Take the data below and copy exactly the lines starting at the one with "is more that" and finishing at the one with "There are no", both included.

* [INPUT FOR THIS TASK]
※
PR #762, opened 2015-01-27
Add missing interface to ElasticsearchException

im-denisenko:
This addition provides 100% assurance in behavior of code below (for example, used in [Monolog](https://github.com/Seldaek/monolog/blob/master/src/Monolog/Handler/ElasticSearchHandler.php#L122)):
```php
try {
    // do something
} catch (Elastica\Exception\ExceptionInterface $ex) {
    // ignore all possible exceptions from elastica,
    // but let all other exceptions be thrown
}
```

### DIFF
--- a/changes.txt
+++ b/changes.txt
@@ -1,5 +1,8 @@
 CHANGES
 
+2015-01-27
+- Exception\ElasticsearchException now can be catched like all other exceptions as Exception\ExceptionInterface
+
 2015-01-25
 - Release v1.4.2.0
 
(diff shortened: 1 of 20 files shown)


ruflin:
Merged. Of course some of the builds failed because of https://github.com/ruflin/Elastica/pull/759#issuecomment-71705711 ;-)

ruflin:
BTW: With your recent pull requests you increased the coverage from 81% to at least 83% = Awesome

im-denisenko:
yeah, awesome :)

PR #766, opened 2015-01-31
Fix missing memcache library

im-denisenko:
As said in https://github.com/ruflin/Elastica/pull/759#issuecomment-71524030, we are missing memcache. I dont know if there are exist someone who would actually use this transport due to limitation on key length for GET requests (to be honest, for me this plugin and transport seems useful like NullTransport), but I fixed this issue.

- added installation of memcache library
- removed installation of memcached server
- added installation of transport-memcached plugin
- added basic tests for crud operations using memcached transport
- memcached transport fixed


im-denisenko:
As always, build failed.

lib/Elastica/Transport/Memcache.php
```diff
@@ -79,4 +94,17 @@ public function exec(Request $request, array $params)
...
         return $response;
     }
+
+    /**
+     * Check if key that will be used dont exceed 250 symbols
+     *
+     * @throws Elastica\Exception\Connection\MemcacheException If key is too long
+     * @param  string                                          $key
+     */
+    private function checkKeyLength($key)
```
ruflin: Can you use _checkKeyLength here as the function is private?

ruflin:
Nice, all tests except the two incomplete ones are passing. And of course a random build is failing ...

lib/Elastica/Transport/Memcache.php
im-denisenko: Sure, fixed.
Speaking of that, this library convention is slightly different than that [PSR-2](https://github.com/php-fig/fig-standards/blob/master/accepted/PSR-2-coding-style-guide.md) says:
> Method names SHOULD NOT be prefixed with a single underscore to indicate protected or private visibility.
※
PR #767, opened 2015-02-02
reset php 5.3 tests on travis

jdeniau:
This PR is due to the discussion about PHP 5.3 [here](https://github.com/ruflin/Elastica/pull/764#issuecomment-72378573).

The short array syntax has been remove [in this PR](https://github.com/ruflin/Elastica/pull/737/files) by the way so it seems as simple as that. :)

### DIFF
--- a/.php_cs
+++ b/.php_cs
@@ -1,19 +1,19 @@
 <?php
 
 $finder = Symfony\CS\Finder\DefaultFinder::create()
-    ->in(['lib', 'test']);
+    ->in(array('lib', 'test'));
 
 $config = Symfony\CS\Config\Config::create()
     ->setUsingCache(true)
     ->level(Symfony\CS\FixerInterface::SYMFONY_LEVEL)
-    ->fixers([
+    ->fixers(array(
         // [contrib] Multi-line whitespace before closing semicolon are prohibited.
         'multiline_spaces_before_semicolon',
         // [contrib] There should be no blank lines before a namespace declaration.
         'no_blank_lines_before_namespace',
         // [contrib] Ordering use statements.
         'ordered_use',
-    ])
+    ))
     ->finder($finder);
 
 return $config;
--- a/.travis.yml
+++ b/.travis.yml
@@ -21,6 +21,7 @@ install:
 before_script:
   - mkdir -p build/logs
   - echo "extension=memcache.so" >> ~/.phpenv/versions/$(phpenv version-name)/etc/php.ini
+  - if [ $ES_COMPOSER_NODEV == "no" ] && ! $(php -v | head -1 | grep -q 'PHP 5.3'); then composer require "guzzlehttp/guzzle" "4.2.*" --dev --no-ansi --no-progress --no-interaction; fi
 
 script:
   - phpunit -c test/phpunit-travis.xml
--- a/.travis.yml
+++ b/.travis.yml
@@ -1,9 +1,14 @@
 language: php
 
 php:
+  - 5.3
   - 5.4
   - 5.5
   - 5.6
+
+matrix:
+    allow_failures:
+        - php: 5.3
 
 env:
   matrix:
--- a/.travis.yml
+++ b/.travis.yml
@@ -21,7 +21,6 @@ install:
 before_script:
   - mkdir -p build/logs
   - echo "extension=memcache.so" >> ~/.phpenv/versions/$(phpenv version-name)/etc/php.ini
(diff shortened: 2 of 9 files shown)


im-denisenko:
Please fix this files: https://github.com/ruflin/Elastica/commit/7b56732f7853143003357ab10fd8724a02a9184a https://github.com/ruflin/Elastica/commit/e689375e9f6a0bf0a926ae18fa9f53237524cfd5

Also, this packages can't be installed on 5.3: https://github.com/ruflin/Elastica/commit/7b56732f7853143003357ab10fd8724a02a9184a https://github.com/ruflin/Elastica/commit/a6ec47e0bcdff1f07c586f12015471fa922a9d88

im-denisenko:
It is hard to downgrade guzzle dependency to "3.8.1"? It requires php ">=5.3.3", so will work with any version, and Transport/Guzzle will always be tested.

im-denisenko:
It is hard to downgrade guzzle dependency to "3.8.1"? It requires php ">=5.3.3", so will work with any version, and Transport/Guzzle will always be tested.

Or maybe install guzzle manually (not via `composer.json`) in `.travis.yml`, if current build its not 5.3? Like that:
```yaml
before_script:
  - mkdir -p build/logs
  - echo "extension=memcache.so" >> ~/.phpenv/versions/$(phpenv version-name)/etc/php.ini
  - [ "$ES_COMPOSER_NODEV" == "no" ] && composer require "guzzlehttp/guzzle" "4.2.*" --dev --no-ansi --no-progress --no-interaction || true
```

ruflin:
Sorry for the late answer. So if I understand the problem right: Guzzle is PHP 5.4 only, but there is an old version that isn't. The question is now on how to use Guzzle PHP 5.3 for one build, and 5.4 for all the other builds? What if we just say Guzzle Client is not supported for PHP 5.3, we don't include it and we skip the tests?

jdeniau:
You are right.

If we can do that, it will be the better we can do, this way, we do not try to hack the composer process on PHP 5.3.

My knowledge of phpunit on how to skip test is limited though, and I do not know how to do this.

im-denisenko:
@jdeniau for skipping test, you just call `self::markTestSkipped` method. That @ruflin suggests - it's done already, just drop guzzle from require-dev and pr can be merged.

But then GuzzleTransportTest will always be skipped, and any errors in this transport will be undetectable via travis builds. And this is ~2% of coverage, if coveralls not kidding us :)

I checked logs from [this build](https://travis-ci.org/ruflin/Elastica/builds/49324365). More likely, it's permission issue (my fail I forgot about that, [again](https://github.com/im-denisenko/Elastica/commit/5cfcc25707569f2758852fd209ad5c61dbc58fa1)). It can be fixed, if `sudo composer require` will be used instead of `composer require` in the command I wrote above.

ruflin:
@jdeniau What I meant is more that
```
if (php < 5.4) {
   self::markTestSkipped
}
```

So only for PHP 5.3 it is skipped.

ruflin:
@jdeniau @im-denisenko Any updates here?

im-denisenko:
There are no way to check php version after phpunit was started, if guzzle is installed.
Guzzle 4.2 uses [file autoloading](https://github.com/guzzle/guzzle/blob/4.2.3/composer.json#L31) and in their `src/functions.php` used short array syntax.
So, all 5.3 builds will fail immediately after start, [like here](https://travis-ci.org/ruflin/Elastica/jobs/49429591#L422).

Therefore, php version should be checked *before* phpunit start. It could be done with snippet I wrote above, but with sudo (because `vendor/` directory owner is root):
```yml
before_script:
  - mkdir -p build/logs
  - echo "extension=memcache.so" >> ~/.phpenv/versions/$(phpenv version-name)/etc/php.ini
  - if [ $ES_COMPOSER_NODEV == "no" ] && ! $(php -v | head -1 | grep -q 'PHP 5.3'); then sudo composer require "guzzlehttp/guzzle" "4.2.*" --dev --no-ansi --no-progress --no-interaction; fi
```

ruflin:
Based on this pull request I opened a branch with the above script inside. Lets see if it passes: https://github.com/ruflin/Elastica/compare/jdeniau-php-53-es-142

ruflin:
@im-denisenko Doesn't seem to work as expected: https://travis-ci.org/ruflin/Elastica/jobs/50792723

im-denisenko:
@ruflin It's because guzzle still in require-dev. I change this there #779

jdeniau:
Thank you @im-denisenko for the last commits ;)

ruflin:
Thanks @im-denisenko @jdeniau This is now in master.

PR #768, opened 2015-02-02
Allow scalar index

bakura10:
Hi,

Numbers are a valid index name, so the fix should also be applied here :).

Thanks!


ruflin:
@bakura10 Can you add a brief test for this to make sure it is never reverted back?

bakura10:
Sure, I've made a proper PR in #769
※
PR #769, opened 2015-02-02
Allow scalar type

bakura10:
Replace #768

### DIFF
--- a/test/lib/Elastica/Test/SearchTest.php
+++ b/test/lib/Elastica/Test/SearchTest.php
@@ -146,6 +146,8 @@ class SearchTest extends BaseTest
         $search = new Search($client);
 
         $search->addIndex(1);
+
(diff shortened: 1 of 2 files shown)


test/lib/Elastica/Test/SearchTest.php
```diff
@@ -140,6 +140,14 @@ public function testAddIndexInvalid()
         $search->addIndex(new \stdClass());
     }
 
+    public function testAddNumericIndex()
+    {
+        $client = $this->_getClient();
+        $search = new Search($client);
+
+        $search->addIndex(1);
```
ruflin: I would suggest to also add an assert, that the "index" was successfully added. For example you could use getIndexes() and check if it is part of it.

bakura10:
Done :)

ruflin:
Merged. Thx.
※
* [OUTPUT OF THE EXERCISE]
@jdeniau What I meant is more that
```
if (php < 5.4) {
   self::markTestSkipped
}
```

So only for PHP 5.3 it is skipped.

ruflin:
@jdeniau @im-denisenko Any updates here?

im-denisenko:
There are no way to check php version after phpunit was started, if guzzle is installed.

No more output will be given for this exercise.